CREEC calls on AG, DA to approve compensation for Clarence Moses-EL, falsely imprisoned for 28 years.

Clarence Moses-EL was falsely imprisoned for 28 years.  After he was released, the former Denver D.A., Mitch Morrissey, decided to retry him.  This jury found him not guilty, and he’s now free after losing the best part of his life.  Susan Greene has a complete — and hair-raising — description of the case in her Colorado Independent article.  I urge everyone to sign the petition on Change.Org urging the current D.A. Beth McCann and the Colorado Attorney General, Cynthia Coffman, to approve compensation for his lost years, and not force a third trial.  Tomorrow is the deadline, so please sign today!

Below is CREEC’s letter to Ms. Coffman and Ms. McCann:

January 25, 2018

Cynthia H. Coffman
Colorado Attorney General
Ralph L. Carr Judicial Building
1300 Broadway, 10th Floor
Denver, CO 80203
Cynthia.Coffman@coag.gov

Beth McCann
Denver District Attorney
201 W. Colfax Ave.
Denver, CO 80202
Beth.McCann@denverda.org

RE: Compensation Due Clarence Moses-EL

Dear General Coffman and District Attorney McCann:

I am writing to urge that you not oppose compensation for Clarence Moses-EL.

The Civil Rights Education and Enforcement Center is a Denver-based nonprofit devoted to protecting civil rights in all walks of life.
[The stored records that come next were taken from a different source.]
Issue #1058, opened 2025-09-22
Migrate latest_*_certificate_per_network column families to the new network_info column


Ekleog-Polygon:
1. Copy the contents to network_info at the startup of the node
2. (Might want to first copy the database then open one RO and one RW before doing the copy, so the RO db can serve as implicit backup)
3. Kill the column families after the copy is completed
4. Reroute all reads and writes directly to network_info
5. Write documentation on how to perform the migration from an operational point of view (backup the database before / delete the automatic database backup after?)

PR #1060, opened 2025-09-23
feat: add required fields to network info storage

Ekleog-Polygon:
Add the fields required for [Migrate latest_*_certificate_per_network column families to the new network_info column](https://github.com/agglayer/agglayer/issues/1058#top)#1058 to the network info column.

Next pr is going to be writing the actual migration and rerouting the calls.


proto/agglayer/storage/v0/network_info.proto
```diff
@@ -8,69 +8,86 @@ message NetworkInfoValue {
...
+  LocalExitRoot ler = 4;
+
+  // The height of the latest settled certificate.
+  Height height = 5;
+
+  // The epoch number in which the latest settled certificate was settled.
+  EpochNumber epoch = 6;
+
+  // The index of the certificate in the epoch.
+  CertificateIndexInEpoch index_in_epoch = 7;
```
Freyskeyd, line 47: This is a duplicate of what the `CertificateHeader` contains, are we not afraid of having those info duplicated?

Ekleog-Polygon: It's already present in the `latest_settled_certificate_per_network` CF, so I kind of mindlessly added it here too.
I'm fine with removing that information! I'm not entirely sure why it's here (apart from avoiding a second request to the certificate header CF), and I mostly added it here to avoid too many big changes at once, and because removing fields from proto is usually not a big issue :smile:

This being said… arguably, all the information here should belong in `CertificateId` for tracability anyway, esp. PPRoot. And eg. `height` and `network_id` are already duplicated between the two CFs.

WDYT? My initial guess would be it's best to just duplicate everything until the day we decide to duplicate nothing; but it's not at all a strong opinion :smile:

atanmarko:
@Ekleog-Polygon Is this one still relevant?

Ekleog-Polygon:
I think it is relevant long-term for our protobuf migrations — not a P0, but something we'll want to do at some point

hadjiszs:
let's reopen if/when needed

My Co-Executive Director, Tim Fox, and I are both Colorado lawyers and Denver residents — and we are both devoted to the integrity of the justice system in the state and the city we love.

We are deeply concerned about the treatment of Mr. Moses-EL’s case over the past 30 years. It is hard to read about this flawed process — the destruction of dispositive evidence, a conviction based on a dream, and a retrial (opposed by Ms. McCann during her campaign) based on the sudden recollections, decades after the event, of an admittedly impaired witness — without profound sadness for Mr. Moses-EL, for our system of justice, and for the actions that are being taken in our name, as Denverites and Colorado lawyers.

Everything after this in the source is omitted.